Tsai started with 68 big blinds and Kuo with only 12. But Kuo got aggressive and took pot after pot. The two then exchanged the chip lead for more than an hour until Kuo took a very slight lead into the final hand. Tsai got her stack all-in with K-T of diamonds on a 7d-6h-2d flop. Kuo called with K-7 offsuit and only improved with a 7 on the river.
Kuo won the APT Taiwan title, an APT Champion ring, and an APT Golden Lion Main Event trophy to go with her cash.

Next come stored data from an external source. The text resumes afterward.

Issue #160, opened 2026-06-10
🟠 Data-integrity cluster — atomic turn persistence, task counter race, fetch timeouts, lost partial stream


robertclawson:
## 🟠 Data-integrity cluster — non-atomic persistence, stale read-modify-write, missing fetch timeouts, lost partial stream

Grouped because they share a theme and a PR (PR B). Line numbers are from the reviewer's checkout — confirm against `main` during implementation.

**4. Non-atomic turn persistence** — `src/orchestrator/turn.ts:255-266`
Two independent `appendTurn` INSERTs; a crash between them leaves a user turn with no assistant reply — the exact "half-turn" the file header claims to prevent. **Verified on `main`** (two separate `appendTurn` calls). Fix: wrap both in `db.transaction`.

**5. `recordRun`/`recordReview` read-modify-write outside a transaction** — `src/lib/tasks.ts:364-403`
`get()` then a separate UPDATE from the stale snapshot; the recurring branch does `run_count = run_count + 1` (SQL-side) while siblings bind a precomputed value. `maxRuns` can miscount. Fix: wrap in a transaction or collapse to a single UPDATE.

**6. No fetch timeouts in the Telegram transport or `audio.ts`** — `telegram.ts:256,324,398,414`, `audio.ts` TTS/STT
Only `getUpdates` is cancelable. A wedged `downloadFile` (telegram.ts ~L410) has no timeout and stalls that chat's serial chain indefinitely (the #135-class wedge, still open for attachments). **Verified on `main`:** `downloadFile` takes no `signal`. Fix: add `AbortController` timeouts to all transport fetches.

**7. Partial streamed text discarded on mid-stream harness failure** — `src/orchestrator/fallback.ts:149-193`
If a harness streams several text chunks then errors on a non-last link, the fallback re-runs from scratch and the user can see a truncated partial reply followed by a full fresh reply from a different model. Fix: de-dup / continuation, or suppress partials until a link completes.

_Severity: high/medium. Slated for PR B._

robertclawson:
**Partial: 2 of 4 items shipped in #164** (merged `a66f5d0`).

✅ Done in PR B1 (#164):
- Atomic turn persistence — `appendTurnPair()` writes user+assistant in one immediate transaction (no half-turns on crash).
- `recordRun` counter race — read+write now in one immediate transaction, SQL-side increment across all branches.

⏳ Remaining → PR B2 (transport resilience):
[...]

PR #164, opened 2026-06-10
fix: transactional integrity — atomic turn pair + recordRun counter (#160)

robertclawson:
## PR B1 — transactional integrity

Two mechanical, low-risk data-integrity fixes from the codebase-health review. Both close a read-modify-write / multi-write window that a crash or a concurrent `tick` process could land in.

### #160 (a) — atomic user+assistant turn persistence
`orchestrator/turn.ts` and the telegram interrupted-pair persisted a turn via **two independent `appendTurn` INSERTs**. A crash between them leaves a half-turn — a user message with no assistant reply — the exact state the file header claims to prevent.

- New `MemoryStore.appendTurnPair(user, assistant)` writes both rows in a single **`.immediate`** transaction (write lock at BEGIN, so a concurrent writer blocks-and-retries via the `busy_timeout` added in #163 rather than racing).
- Both pair call sites now route through it.
- Tests: both rows persist user-before-assistant; **a forced mid-transaction failure rolls back fully — zero half-turns**.

### #160 (b) — atomic `recordRun` counter
`recordRun` did `get()` then `UPDATE` from the stale snapshot, and the recurring branch incremented `run_count` SQL-side while the maxRuns/one-off branches bound a precomputed value. A concurrent `tick` (separate process) could read the same `runCount` and **lose a count**.

- Read+write now wrapped in one `.immediate` transaction; `run_count = run_count + 1` SQL-side in **every** branch, so the count is exact and the deactivation decision matches the value actually written.
- Existing recordRun tests (recurring->1, one-off->1, maxRuns->3 then deactivate) still pass unchanged.

### Not in this PR
- **#159** (Telegram offset acked before processing) was pulled out: turns are deliberately fire-and-forget for concurrency, so true at-least-once needs a design decision (durable inbox vs. ack-watermark + dedup), not a patch. Writing that up separately for Andrew.
- **#160 (c) fetch timeouts** and **#160 (d) lost partial stream** -> PR B2 (transport resilience).

### Verification
`tsc --noEmit` clean · **full suite 1171 pass / 0 fail** (+2 new atomic tests).

Part of #160.

### DIFF
--- a/src/lib/tasks.ts
+++ b/src/lib/tasks.ts
@@ -362,44 +362,42 @@ export class TaskStore {
    * For recurring with maxRuns: deactivates if runCount >= maxRuns.
    */
   recordRun(id: number, now: Date = new Date()): void {
-    const t = this.get(id);
-    if (!t) return;
+    // Read-modify-write must be atomic: tick can fire concurrently across
+    // processes, and a stale-snapshot read + precomputed run_count write
+    // would let two runs both bind `runCount + 1` and lose a count. We
+    // hold the write lock for the whole transaction (`.immediate`) and
+    // increment run_count SQL-side in every branch, so the count is always
+    // exact and the maxRuns/one-off deactivation decision is consistent
+    // with the value actually written.
+    this.db.transaction(() => {
+      const t = this.get(id);
+      if (!t) return;
 
-    const nextRunCount = t.runCount + 1;
+      const nowIso = now.toISOString();
+      const nextRunCount = t.runCount + 1;
 
-    // Check maxRuns — deactivate if hit.
-    if (t.maxRuns !== undefined && nextRunCount >= t.maxRuns) {
+      // maxRuns hit, or one-off: deactivate after this run.
+      if ((t.maxRuns !== undefined && nextRunCount >= t.maxRuns) || t.oneOff) {
+        this.db
+          .prepare(
+            `UPDATE tasks
+             SET last_run_at = ?, run_count = run_count + 1, active = 0
+             WHERE id = ?`,
+          )
+          .run(nowIso, id);
+        return;
+      }
+
+      // Recurring: advance next_run_at.
+      const next = nextFire(t.schedule, now);
       this.db
         .prepare(
           `UPDATE tasks
-           SET last_run_at = ?, run_count = ?, active = 0
+           SET last_run_at = ?, next_run_at = ?, run_count = run_count + 1
            WHERE id = ?`,
         )
-        .run(now.toISOString(), nextRunCount, id);
-      return;
-    }
-
-    // One-off: deactivate after single run.
-    if (t.oneOff) {
-      this.db
-        .prepare(
-          `UPDATE tasks
-           SET last_run_at = ?, run_count = ?, active = 0
-           WHERE id = ?`,
-        )
-        .run(now.toISOString(), nextRunCount, id);
-      return;
-    }
-
-    // Recurring: advance next_run_at.
-    const next = nextFire(t.schedule, now);
-    this.db
-      .prepare(
-        `UPDATE tasks
-         SET last_run_at = ?, next_run_at = ?, run_count = run_count + 1
-         WHERE id = ?`,
-      )
-      .run(now.toISOString(), next.toISOString(), id);
+        .run(nowIso, next.toISOString(), id);
+    }).immediate();
   }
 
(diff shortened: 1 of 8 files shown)


src/memory/store.ts
```diff
@@ -210,6 +220,15 @@ class SqliteMemoryStore implements MemoryStore {
       `SELECT COUNT(*) AS n FROM capture_log
```
andrewagrahamhodges, line 220: 🔵 **Trivial (Praise)**: The transaction definition is clean — two INSERTs sharing a single `created_at` timestamp, with autoincrement id providing the sort tiebreak. The `.immediate` call site at line 249 is well-documented with the write-lock rationale.

src/lib/tasks.ts
```diff
@@ -362,44 +362,42 @@ export class TaskStore {
...
+    // processes, and a stale-snapshot read + precomputed run_count write
+    // would let two runs both bind `runCount + 1` and lose a count. We
+    // hold the write lock for the whole transaction (`.immediate`) and
+    // increment run_count SQL-side in every branch, so the count is always
+    // exact and the maxRuns/one-off deactivation decision is consistent
+    // with the value actually written.
+    this.db.transaction(() => {
+      const t = this.get(id);
+      if (!t) return;
+
```
andrewagrahamhodges, line 375: 🔵 **Trivial (Praise)**: Unifying all branches to use `run_count = run_count + 1` SQL-side eliminates the entire class of stale-snapshot bugs. The single `this.db.transaction()` wrapper keeps the read and write in one atomic unit.

andrewagrahamhodges (approved):
## Code Review: Transactional Integrity — Atomic Turn Pair + RecordRun Counter

**Author:** @robertclawson | **Files:** 8 | **Verdict:** Approve

- `appendTurnPair` is called **after** the harness yields its final chunk — it persists completed turns to SQLite. It does not touch the streaming pipeline, bubble splitting, or Telegram delivery.
- `recordRun` is a task-scheduler counter update — purely persistence logic, no runtime behavioral change.
- The Telegram offset comment is documentation-only — the `offset = nextOffset` line was already in the same position before this PR.
- Zero files in `src/orchestrator/turn.ts`'s streaming path, `src/lib/harnessRunner.ts`, or `src/channels/telegram.ts`'s bubble/splitting logic are modified.

### Fix 1: Atomic Turn Pair (#160a) — DATA INTEGRITY

Two independent `appendTurn` INSERTs replaced with `appendTurnPair` — a single `.immediate` transaction that writes both rows or neither. Prevents half-turns (user message with no assistant reply) on crash. Both call sites updated: `orchestrator/turn.ts` (normal turns) and `telegram.ts` (interrupted-pair).

The `.immediate` modifier takes the write lock at BEGIN, so a concurrent writer blocks-and-retries (via the `busy_timeout` from #163) instead of racing into a read→upgrade deadlock.

### Fix 2: Atomic recordRun Counter (#160b) — DATA INTEGRITY

Read-modify-write wrapped in a `.immediate` transaction with `run_count = run_count + 1` SQL-side in every branch. Prevents lost counts from concurrent tick processes reading the same stale snapshot.

### Documentation Blocks

Three large comment blocks added to `claude.ts` (Cron* deny-list), `threatJudge.ts` (security perimeter), and `persona/builder.ts` (memory system). These are **deliberate architectural guardrails** — they prevent future maintainers from "simplifying" away load-bearing features. Documentation-only, zero runtime impact.

### Findings

| 1 | 🔵 Trivial | src/memory/store.ts | 220 | Clean transaction definition — the `.immediate` call site is well-documented. |
| 2 | 🔵 Trivial | src/lib/tasks.ts | 375 | Unified branch logic with SQL-side increment eliminates the stale-snapshot class of bugs. |

### What's Good
- **Minimal, surgical changes** — each fix addresses one race condition with the smallest possible transaction scope.
- **Excellent test coverage** — the rollback test (`rolls back fully if the second insert fails — no half-turn`) directly validates the atomic guarantee.
- **Documentation guardrails** — the architectural comment blocks are a smart defensive measure against well-intentioned but destructive "cleanups."

<details>

```
Nothing to change. Clean transactional integrity fixes with excellent test coverage.
```
</details>

kaieriksen (approved):
Reviewed the latest head. No blocking issues found; local test, typecheck, build, and diff hygiene all pass.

- 1st place: Hui Chen “Kitty” Kuo = NT$724,200
- 2nd place: Chi Ying Tsai = NT$482,200
- 3rd place: Po Cheng Yang = NT$335,600
- 4th place: Kun Yu Chiang = NT$242,400
- 5th place: Yu Sheng Lin = NT$181,300
- 6th place: Zhi Hao Huang = NT$139,900
- 7th place: Chen Yi “Serina” Liu = NT$111,100
- 8th place: Kar Wee Chee = NT$90,500
Second APT Title for Kuo
Kuo is no stranger to live poker. She went to the Taiwan final table with more than US$2.3M in live earnings, which doesn’t consider the unknown amount she has won in cash games and online.
She first garnered global attention when she won the 2009 PokerStars Macau Poker Cup Main Event for HK$557,230. Kuo went on to cash numerous times at events in Macau that year and then traveled to the United States and won the WSOP Circuit event at Caesars Palace in Las Vegas in April 2010. She won her first Asian Poker Tour title at the APT Manila in 2012.
Through the years, she made numerous final tables and just missed out on two World Poker Tour titles and Aussie Millions and European Poker Tour titles, also putting up a fight for a WSOP bracelet in 2015.
Today, Kuo plays live when the pandemic allows but focuses on playing online at Natural8, where she serves as an ambassador.